「ボトムアップ型」か「トップダウン型」か ———— このいずれかの型を用いて展開することが、SaaSのGo-To-Market戦略において重要だと言われています。このいずれかの型を選ぶ考え方は、本当に全てのSaaS企業が倣うべきフレームワークなのでしょうか。
セキュリティ領域でデベロッパーコミュニティを上手く活用し、両方の型をうまく採用し、GTM戦略を実践している非常にユニークな企業、それが「Snyk」です。 短期間でARR 100億円を突破したその戦略はどのようなものなのか。その成長を紐解くと、セキュリティ領域に限定しては勿体無い、すべてのSaaS企業にとって教科書となるほどの、素晴らしい戦略が潜んでいました。
今回、長年Developer Opsの世界で活躍しているSnykの創業者 Guy Podjarnyさんが、2023年11月9日開催「ALL STAR SAAS CONFERENCE 2023」に登壇します。
これまでの「型」は、「常識」として受け入れ、主軸に置くべきなのか。または、SaaS事業戦略の新しい視点が加わるのか。実際に見て、聞いて、発見してください。
開発における速さと安全性を両立させたパイオニア、Snyk
Snykは、開発者向けのセキュリティSaaSを提供する企業です。
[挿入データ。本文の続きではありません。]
PR #15387, opened 2026-02-27
fix: use StringDecoder for stdout/stderr to prevent UTF-8 corruption

### LINKED ISSUE #15385: Multi-byte UTF-8 characters in tool output render as replacement characters
### Description

Tool output with multi-byte UTF-8 characters (emdash `—`, arrows `→`) shows up as `�` in the TUI.
The bash tool and prompt.ts both assemble child process stdout with `output += chunk.toString()`. When a multi-byte character gets split across two `data` events, `chunk.toString()` decodes each fragment independently and produces replacement characters.
Happens intermittently — depends on whether the OS splits the stdout delivery at a byte boundary that falls inside a multi-byte character.

### Plugins

_No response_

### OpenCode version

v1.2.15

### Steps to reproduce

A command whose output contains emdash or arrow characters, viewed in the TUI. Easiest to reproduce with:
```
python3 -c "import os,time; os.write(1, b'cleanup \xe2'); time.sleep(0.05); os.write(1, b'\x80\x94 end')"
```

_No response_

### Operating System

Ubuntu 24.03

### Terminal

kitty

mfleming:
### Issue for this PR

Fixes #15385

### Type of change

- [x] Bug fix
- [ ] New feature
- [ ] Documentation

### What does this PR do?

`src/tool/bash.ts` and `src/session/prompt.ts` assemble child process stdout with `output += chunk.toString()`. Node delivers stdout as raw byte Buffers, and a multi-byte UTF-8 character (e.g. emdash = 3 bytes) can be split across two `data` events. Each `chunk.toString()` decodes its fragment independently, producing replacement characters.

Fix: use `StringDecoder` from `string_decoder` which buffers incomplete UTF-8 sequences across chunks.

Test in `test/tool/utf8-stdout.test.ts` spawns a child process that deliberately splits an emdash across two stdout writes. Verifies that `chunk.toString()` produces corruption and `StringDecoder.write()` doesn't.

### Checklist


thdxr:
thanks for investigating this - we heard reports of it happening in the edit/write/patch tool so trying to trace it down

thdxr:
oh maybe bash tool poisoned the context and then the other tools output the invalid chars

mfleming:
Thanks all: I’m still investigating a couple of edge cases before I call this fully done.
1) I'm looking at splitting decoding state per stream in bash.ts (stdout and stderr should not share one StringDecoder).  
2) I’m validating exit vs close flush behavior so we don’t finalise decode before all pipe data is drained in edge/background cases.  
3) I’m also checking adjacent paths (not just main bash output), including MCP stderr and interrupted-process trailing-byte handling.
I’ll post concrete repro tests + a minimal follow-up patch once those checks are complete.

mfleming:
Thanks for fixing up the mistake in my original commit @thdxr. I took a deeper look over the weekend and I think this is caused by the OS splitting bytes on arbitrary boundaries when reading from pipes. I pushed another fix to this branch for the MCP code.

I also threw together some PoC tests with the help of Claude (OS internals is my wheelhouse, node.js runtime not so much): https://github.com/mfleming/opencode/tree/mfleming/utf8-corruption-poc. 

I think the reason I'm hitting this now and not before is because the latest frontier models really love them em-dashes

#### Quantitative Evidence: Em-Dash Density by Model

I queried the local OpenCode session database (`~/.local/share/opencode/opencode.db`) — 48,809 messages across 25 models — and counted em-dash (U+2014) occurrences per 10,000 characters of assistant output:

| Model | Em-dashes / 10K chars | Total chars | Messages |
|-------|----------------------:|------------:|---------:|
| claude-opus-4-6 | **6.28** | 11.7M | 19,699 |
| claude-sonnet-4-6 | **4.34** | 394K | 292 |
| gpt-5.2-chat | 2.71 | 59K | 28 |
| claude-haiku-4-5 | 2.67 | 109K | 507 |
| kimi-k2.5 | 1.61 | 12K | 11 |
| gpt-5.3-codex | 0.81 | 372K | 215 |
| gemini-3.1-pro | 0.26 | 156K | 78 |
| claude-sonnet-4-5 | 0.10 | 1.9M | 2,038 |
| claude-sonnet-4-5 (Sept) | 0.00 | 2.3M | 1,367 |
| claude-opus-4-5 | 0.00 | 26K | 21 |
| claude-3.7-sonnet | 0.00 | 12K | 66 |

**Claude Opus 4.6 produces em-dashes at 63× the rate of Sonnet 4.5** (6.28 vs 0.10 per 10K chars). The older Claude models — Sonnet 4.5 (September), Opus 4.5, Claude 3.7 — produce effectively zero em-dashes across millions of characters of output.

開発者が使用するオープンソースソフトウェア(OSS)やコードに関連する脆弱性を発見し、修正するためのソリューションを提供しています。そんなSnykが身を置く、セキュリティの世界について少し解説します。
昨今のソフトウェア開発の現場では、開発速度や効率が向上するという点からOSSやフレームワークの使用が一般的になっています。Cybersecurity Research Centerによる2022年の調査によれば、(調査対象の)ソフトウェアのうち、OSSを含む割合は96%に及んでおり、ソフトウェア開発には欠かせない存在になっています。
一方で同調査では、脆弱性を含むOSSの割合は84%ともなっており、OSSの活用にはセキュリティリスクをはらんでいる点が課題となっています。
OSSはそもそも開発者が無償で公開しているものです。セキュリティレビューやテストを行なうリソース(人手や資金など)が限られていることなどが、リスクをはらんでいる要因として挙げられます。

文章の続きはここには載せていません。